Hrmmmm, he's kinda two tone


----------



## WillowDragon

That looks like an Argente with the umbrous gene showing


----------



## maisymouse

Its weird lol never seen it before and have no clue what he is :lol:


----------



## CherryTree

Wow, I am in LOVE with that powder blue color! It's just so soft and delicate....very pretty. I think my mouth dropped open a bit when I saw it! :lol:


----------



## SarahY

OK, so I Photoshopped it, but I'd love a hooded mouse:









Also I think silver grey fox would be very striking.

Your powder blue is very pretty indeed, Sarah!

Sarah xxx


----------



## WillowDragon

:shock: How cool is that pretend mouse!!!


----------



## maisymouse

Yes it is very cool indeed!


----------



## SarahC

The maisymouse one is a bit like the blue fawn on the other thread.Love the made up one , Kallans (i think)spotted photo shop posted elsewhere would be my dream mouse.I think I would die happy if I had that.I have a couple more to add as well.


----------



## Kallan

SarahC said:


> Love the made up one , Kallans (i think)spotted photo shop posted elsewhere would be my dream mouse.I think I would die happy if I had that.I have a couple more to add as well.


Working on it!
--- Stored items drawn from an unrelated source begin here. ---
PR #2712, opened 2020-07-15
Support returning async iterables from resolver functions

robrichard:
Returning AsyncIterables in resolver methods is useful when `@stream` is supported and can be added without any breaking changes. This is split out from https://github.com/graphql/graphql-js/pull/2319

### DIFF
--- a/src/execution/execute.js
+++ b/src/execution/execute.js
@@ -1,4 +1,5 @@
 import arrayFrom from '../polyfills/arrayFrom';
+import { SYMBOL_ASYNC_ITERATOR } from '../polyfills/symbols';
 
 import type { Path } from '../jsutils/Path';
 import type { ObjMap } from '../jsutils/ObjMap';
@@ -8,6 +9,7 @@ import memoize3 from '../jsutils/memoize3';
 import invariant from '../jsutils/invariant';
 import devAssert from '../jsutils/devAssert';
 import isPromise from '../jsutils/isPromise';
+import isAsyncIterable from '../jsutils/isAsyncIterable';
 import isObjectLike from '../jsutils/isObjectLike';
 import isCollection from '../jsutils/isCollection';
 import promiseReduce from '../jsutils/promiseReduce';
@@ -851,6 +853,48 @@ function completeValue(
 }
 
 /**
+ * Complete a async iterator value by completing the result and calling
+ * recursively until all the results are completed.
+ */
+function completeAsyncIteratorValue(
+  exeContext: ExecutionContext,
+  itemType: GraphQLOutputType,
+  fieldNodes: $ReadOnlyArray<FieldNode>,
+  info: GraphQLResolveInfo,
+  path: Path,
+  index: number,
+  completedResults: Array<mixed>,
+  iterator: AsyncIterator<mixed>,
+): Promise<$ReadOnlyArray<mixed>> {
+  const fieldPath = addPath(path, index, undefined);
+  return iterator.next().then(
+    ({ value, done }) => {
+      if (done) {
+        return completedResults;
+      }
+      completedResults.push(
+        completeValue(exeContext, itemType, fieldNodes, info, fieldPath, value),
+      );
+      return completeAsyncIteratorValue(
+        exeContext,
+        itemType,
+        fieldNodes,
+        info,
+        path,
+        index + 1,
+        completedResults,
+        iterator,
+      );
+    },
+    (error) => {
+      completedResults.push(null);
+      handleFieldError(error, fieldNodes, fieldPath, itemType, exeContext);
+      return completedResults;
+    },
+  );
+}
+
+/**
  * Complete a list value by completing each item in the list with the
  * inner type
  */
@@ -862,6 +906,23 @@ function completeListValue(
   path: Path,
   result: mixed,
 ): PromiseOrValue<$ReadOnlyArray<mixed>> {
+  const itemType = returnType.ofType;
+
+  if (isAsyncIterable(result)) {
+    const iterator = result[SYMBOL_ASYNC_ITERATOR]();
+
+    return completeAsyncIteratorValue(
+      exeContext,
+      itemType,
+      fieldNodes,
+      info,
+      path,
+      0,
+      [],
+      iterator,
+    );
+  }
+
   if (!isCollection(result)) {
     throw new GraphQLError(
       `Expected Iterable, but did not find one for field "${info.parentType.name}.${info.fieldName}".`,
@@ -870,7 +931,6 @@ function completeListValue(
 
   // This is specified as a simple map, however we're optimizing the path
   // where the list contains no Promises by avoiding creating another Promise.
-  const itemType = returnType.ofType;
   let containsPromise = false;
   const completedResults = arrayFrom(result, (item, index) => {
     // No need to modify the info object containing the path,
--- a/src/subscription/subscribe.js
+++ b/src/subscription/subscribe.js
@@ -1,6 +1,5 @@
-import { SYMBOL_ASYNC_ITERATOR } from '../polyfills/symbols';
-
 import inspect from '../jsutils/inspect';
+import isAsyncIterable from '../jsutils/isAsyncIterable';
 import { addPath, pathToArray } from '../jsutils/Path';
 
 import { GraphQLError } from '../error/GraphQLError';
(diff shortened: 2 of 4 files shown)


src/subscription/subscribe.js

Don't think I'll get the spots that small though.


----------



## laoshu

The hooded mouse is stunning  
you better get working on that one sarah :lol:

here is another mouse I had.. 
I am sure fox only comes in 3 colours and this is not one of them but lets call it a champagne fox anyway??


----------



## WillowDragon

HAHA!! I had a few of them Kelly!! :shock:


----------



## laoshu

rump "black" :lol:





















WillowDragon said:


> HAHA!! I had a few of them Kelly!! :shock:


What are they though :shock: :lol:


----------



## laoshu

sorry I have another ( i have my old photo album open  )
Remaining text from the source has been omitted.